The monastery is well worth a visit. The older of the two churches in the large complex was built in the 1930s and houses the remains of the saints and martyrs. It was erected around the three ancient rock-hewn sanctuaries, which probably appear little different today from when they were first carved out some seven centuries ago. Evidence of earlier wall paintings can be made out beneath a layer of plaster on the sanctuary walls. There is also a holy spot: in front of the altar in the old church stands a metre-high granite column marking the place where Egyptians were beheaded. The monastery, by the way, provides accommodation for thousands of pilgrims annually, and (like other monasteries throughout the country) welcomes overnight visitors.
The two monuments, temple and monastery, could be developed into a singular destination at Esna. They tangibly demonstrate the co-existence of two distinct yet overlapping cultures at a crucial period of Egyptian history; the juxtaposition of Roman persecution and Christian faith. Together they could be classified as a religious destination as important as others described by Stausberg in his Religion and Tourism.

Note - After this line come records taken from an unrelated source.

PR #2891, opened 2019-08-01
Update to latest BOLT versions

rustyrussell:
This is required to get parsing of new onion TLV format, though it doesn't actually implement that.

It required some tool mods to expose otherwise-unused definitions: @niftynei ?


cdecker:
ACK https://github.com/ElementsProject/lightning/pull/2891/commits/0474dd3911d8d845f5034e978b5532ba74ae250d

niftynei:
late to the punch but lgtm!

PR #2892, opened 2019-08-02
Plugin cwd cleanup

rustyrussell:
Now we have dynamic plugins, the difference in cwd becomes an issue.  Make it uniform, and bandaid for now.


darosior:
Besides the above-mentioned fixs, looks good to me too.

PR #2893, opened 2019-08-02
channeld: delay sending channel_announcement by 60 seconds.

rustyrussell:
We currently send channel_announcement as soon as we and our
peer agree it's 6 blocks deep.  In theory, our other peers might
not have seen that block yet though, so delay a little.

This is mitigated by two factors:
1. lnd will stash any "not ready yet" channel_announcements anyway.
2. c-lightning doesn't enforce the 6 depth minimum at all.

We should not rely on other nodes' generosity or laxity, however!

Next release, we can start enforcing the depth limit, and maybe stashing
ones which don't quite make it (or simply enforce depth 5, not 6).


ZmnSCPxj:
I mildly suggest having a new option for this, but fine as-is.

ACK  f624ccb

cdecker:
This doesn't really help at all if the remote end is catching up with the blockchain, or catching up takes longer than the delay, but hopefully that's a rare thing nowadays.

ACK https://github.com/ElementsProject/lightning/pull/2893/commits/f624ccb7028d5e63bf9fcf93970e366a2732574e

PR #2897, opened 2019-08-03
json-rpc: Add size and cumulative size to dev-memdump

cdecker:
Since we are walking the entire allocation tree anyway, and access the tal
metadata anyway, we can just as well also track the size of the memory
allocations to simplify debugging of memory use.


ZmnSCPxj:
ACK  ad71256

PR #3017, opened 2019-09-02
Fix: Update the mrkd dependency

trueptolemy:


trueptolemy:
Just updating can't solve the problem. It seems must be updated in #3014.

PR #3022, opened 2019-09-03
pylightning: adds Millisatoshi __radd__ method

m-schmoock:
This is useful when using stuff like `sum()` on an array of Millisatoshis etc. that would otherwise throw an TypeError, i.e.:

```
$ lightning-cli helpme
"Error while processing helpme: TypeError(\"unsupported operand type(s) for +: 'int' and 'Millisatoshi'\")"
```

I tested this RP with a version of the `helpme` plugin that was iterating on a `Millisatoshi` list.
Also a unittest is in-place that can/should be enriched with further `Millisatoshi` related tests.

### DIFF
--- a/contrib/pylightning/lightning/lightning.py
+++ b/contrib/pylightning/lightning/lightning.py
@@ -157,6 +157,9 @@ class Millisatoshi:
     def __mod__(self, other):
         return Millisatoshi(int(self) % other)
 
+    def __radd__(self, other):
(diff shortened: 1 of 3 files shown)


cdecker:
ACK https://github.com/ElementsProject/lightning/pull/3022/commits/942620a707fc59cdea51353f6fbd8870c7c0368e

PR #3024, opened 2019-09-03
Track withdrawal change

niftynei:
Change outputs from withdrawn (and tx_prepare'd) transactions aren't being marked as confirmed since they aren't being added to our txfilter; this fixes this.


cdecker:
ACK https://github.com/ElementsProject/lightning/pull/3024/commits/a60213ecb72694fcd2858d4fc1280d4f35fa2f43

PR #3026, opened 2019-09-04
lightningd/options: Make a specified lightning_dir absolute

### LINKED ISSUE #3023: Startup fails when specifying a relative `--lightning-dir`
It seems we had a little regression when changing the order of some of the startup operations. Specifying a relative `--lightning-dir` will now result in an error:

```
$ lightningd/lightningd --lightning-dir=r1
lightningd: Failed to open PID file: No such file or directory
```

This is caused by changing working directory and then attempting to open the relative path from inside the directory, which'd result in opening the pid-file in `r1/r1` instead of just `r1`.

We need to either transform relative `--lightning-dir`s into absolute ones, or drop the relative path from the PID-file.

darosior:
This adds a custom `option_set_` function for the `config_dir` in order to handle relative paths for the `--lightning-dir` option.
Fixes #3023.

### DIFF
--- a/CHANGELOG.md
+++ b/CHANGELOG.md
@@ -19,6 +19,8 @@ changes.
 
 ### Fixed
 
+- Relative `--lightning_dir` is now working again.
+
 ### Security
 
 ## [0.7.2.1] - 2019-08-19: "Nakamoto's Pre-approval by US Congress"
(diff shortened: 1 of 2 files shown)


rustyrussell:
Also, please add to the Fixes line in Changelog, that relative lightning-dir is now working again.

cdecker:
ACK https://github.com/ElementsProject/lightning/pull/3026/commits/5e411dc1f5b3bdff9ccf4daf90ebbb775fd733c8

PR #3033, opened 2019-09-06
pytest: Collect errors in teardowns and allow running in ramdisk

cdecker:
My machine would accumulate a number of zombie lightningd and bitcoind
processes over time while testing. Investigating this showed that if a fixture
raised an exception during fixture teardown then other fixtures that have not
been torn down would linger around. The issue is that pytest treats exceptions
in fixtures as non-recoverable and therefore will not catch them and call the
remaining ones.

The first commit adds a new fixture, that is there just to collect eventual errors
from other fixtures and ensure that anything that needs to clean up something,
e.g., processes started by the fixture, are cleaned up before we raise an
eventual exception. This is achieved by making any fixture that needs cleaning
up dependent on the teardown_checks fixture, which also serves as central
point to collect errors and printer of eventual errors.

The last commit also adds the ability to select which directory to use as a root
directory for all tests. If you set this to `/dev/shm` you can get quite a speed
increase (roughly halving the test time in my benchmarks on a beefy test
machine).

### DIFF
--- a/tests/fixtures.py
+++ b/tests/fixtures.py
@@ -161,38 +161,19 @@ def node_factory(request, directory, test_name, bitcoind, executor, teardown_che
     for e in errs:
         teardown_checks.add_error(e)
 
-    if VALGRIND:
-        for node in nf.nodes:
-            if printValgrindErrors(node):
-                teardown_checks.add_node_error(node, "reported valgrind errors")
+    def map_node_error(nodes, f, msg):
+        for n in nodes:
+            if n and f(n):
+                teardown_checks.add_node_error(n, msg)
 
-    for node in nf.nodes:
-        if printCrashLog(node):
-            teardown_checks.add_node_error(node, "had crash.log files")
-
-    for node in [n for n in nf.nodes if not n.allow_broken_log]:
-        if checkBroken(node):
-            teardown_checks.add_node_error(node, "had BROKEN messages")
-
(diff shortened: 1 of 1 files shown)


tests/fixtures.py
```diff
@@ -29,7 +29,9 @@
 
 @pytest.fixture(scope="session")
 def test_base_dir():
-    directory = tempfile.mkdtemp(prefix='ltests-')
+    d = os.getenv("TEST_DIR", "/tmp")
+
+    directory = tempfile.mkdtemp(prefix='ltests-', dir=d)
```
niftynei: :ok_hand:

niftynei:
`check-python` has some compliants 

``` 
tests/fixtures.py:150:1: E302 expected 2 blank lines, found 1
532tests/fixtures.py:160:5: F841 local variable 'err_count' is assigned to but never used
533Makefile:306: recipe for target 'check-python' failed
```

rustyrussell:
We might find eatmydata gives the same benefits, FWIW.  But this works...

rustyrussell:
Ack https://github.com/ElementsProject/lightning/commit/d1c7df8a708b9eb06bf9b85be889a931fe2a51e3

cdecker:
Thanks for fixing the `check-python` tests @rustyrussell :+1:

PR #3038, opened 2019-09-09
bitcoind: Remove unused type `bitcoind_mode`

trueptolemy:
This type is unused. It seems can be removed?


rustyrussell:
Removing lines: my favorite kind of patch!

Issue #2994, opened 2019-08-26
gossip: ignore redundant updates, filter spammers


rustyrussell:
If an update doesn't change anything, ignore it (unless it's >= 1 week since last update).
Rate-limit nodes which produce updates < 120 seconds apart.

sangbida:
This issue is being closed as part of issue cleanup.

**Reason**: Very old (6.5 years), no comments, inactive 2361 days

If you believe this issue should remain open, please comment and we can reopen it.

Issue #2993, opened 2019-08-26
gossip: refuse to generate new updates/announce unless 300 seconds have passed


rustyrussell:
And make sure the bottom timestamp bit alternates.

sangbida:
This issue is being closed as part of issue cleanup.

**Reason**: Very old (6.5 years), no comments, inactive 2361 days

If you believe this issue should remain open, please comment and we can reopen it.

PR #3040, opened 2019-09-09
Gossip ratelimiting

rustyrussell:
We more aggressively suppress our own gossip, and we have a ratelimit on others' gossip.  We also enforce timestamp sanity on gossip we receive (I'm surprised we didn't already!).

Closes: #2993 
Closes: #2994


rustyrussell:
Closing to break it up into more reviewable pieces.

And, since Stausberg makes clear in his book that modern-day tourists expect to combine culture/religious tourism with leisure, let me add that there is a good road across the Eastern Desert to Quseir , a major seaside destination on the Red Sea with a choice of hotels and beach resorts, and with facilities for snorkelling and skin diving. Quseir itself has the advantage of being an important historical location. The Fort, built in 1571 after Ottoman Turks conquered Egypt, has recently been restored and is open to the public. Cannons once again point seawards from their original gun ports, the viewing platform commissioned by Napoleon has been restored, and a Visitors' Centre displays the local history, archaeology and culture of the surrounding region.
Two hours north of Quseir by road is Hurghada Airport from where visitors could fly back to Cairo in an hour.